- _Problem to work on_: Write out the entries below once more, exactly.

[Collected data entries]
PR #1442, opened 2024-07-18
Fix: Update error message for unauthorized form access

vijaivir:
# Description

If an unauthorized user tries to access a form, the error message says that the form submission schedule has expired, which is incorrect. This PR updates that error message and adds a new tooltip to the 'Specific Team Members' radio in the Form Access settings. 

### Tooltip
First-time CHEFS users might need help understanding the 'Specific Team Members' form access setting. Since this is the default setting, I have added a tooltip explaining how it works. 

Screenshot 2024-07-18 at 2 46 16 PM

### Error Message
The `getFormSchema()` function in the FormViewer.vue displayed the submission scheduled expired message for any error. It has now been updated. 

Screenshot 2024-07-18 at 2 46 57 PM

## Types of changes

fix (a bug fix)

## Checklist


app/frontend/src/components/designer/FormViewer.vue
```diff
@@ -394,9 +397,10 @@ export default {
         }
       } catch (error) {
         if (this.authenticated) {
-          this.isFormScheduleExpired = true;
-          this.isLateSubmissionAllowed = false;
-          this.formScheduleExpireMessage = error.message;
```
vijaivir, line 399: I was confused about this error handling. It seems like any error in this `getFormSchema()` function would set `this.isFormScheduleExpired` to true, and I am not sure if there is any case where that variable should be set here. I set the error based on the status code, currently only specifying a message for a 401: Unauthorized error. There is also a generic error message for any other cases. I am still testing this to ensure that the `isFormScheduleExpired` variable does not need to be set here.

jasonchung1871 (approved):

PR #508, opened 2018-09-30
update dmc60 for 2019

ariovistus:


ariovistus:
looks like its waiting on an update to hal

- _Answer below_:
PR #1442, opened 2024-07-18
Fix: Update error message for unauthorized form access

vijaivir:
# Description

If an unauthorized user tries to access a form, the error message says that the form submission schedule has expired, which is incorrect. This PR updates that error message and adds a new tooltip to the 'Specific Team Members' radio in the Form Access settings. 

### Tooltip
First-time CHEFS users might need help understanding the 'Specific Team Members' form access setting. Since this is the default setting, I have added a tooltip explaining how it works. 

Screenshot 2024-07-18 at 2 46 16 PM

### Error Message
The `getFormSchema()` function in the FormViewer.vue displayed the submission scheduled expired message for any error. It has now been updated. 

Screenshot 2024-07-18 at 2 46 57 PM

## Types of changes

fix (a bug fix)

## Checklist


app/frontend/src/components/designer/FormViewer.vue
```diff
@@ -394,9 +397,10 @@ export default {
         }
       } catch (error) {
         if (this.authenticated) {
-          this.isFormScheduleExpired = true;
-          this.isLateSubmissionAllowed = false;
-          this.formScheduleExpireMessage = error.message;
```
vijaivir, line 399: I was confused about this error handling. It seems like any error in this `getFormSchema()` function would set `this.isFormScheduleExpired` to true, and I am not sure if there is any case where that variable should be set here. I set the error based on the status code, currently only specifying a message for a 401: Unauthorized error. There is also a generic error message for any other cases. I am still testing this to ensure that the `isFormScheduleExpired` variable does not need to be set here.

jasonchung1871 (approved):

PR #508, opened 2018-09-30
update dmc60 for 2019

ariovistus:


ariovistus:
looks like its waiting on an update to hal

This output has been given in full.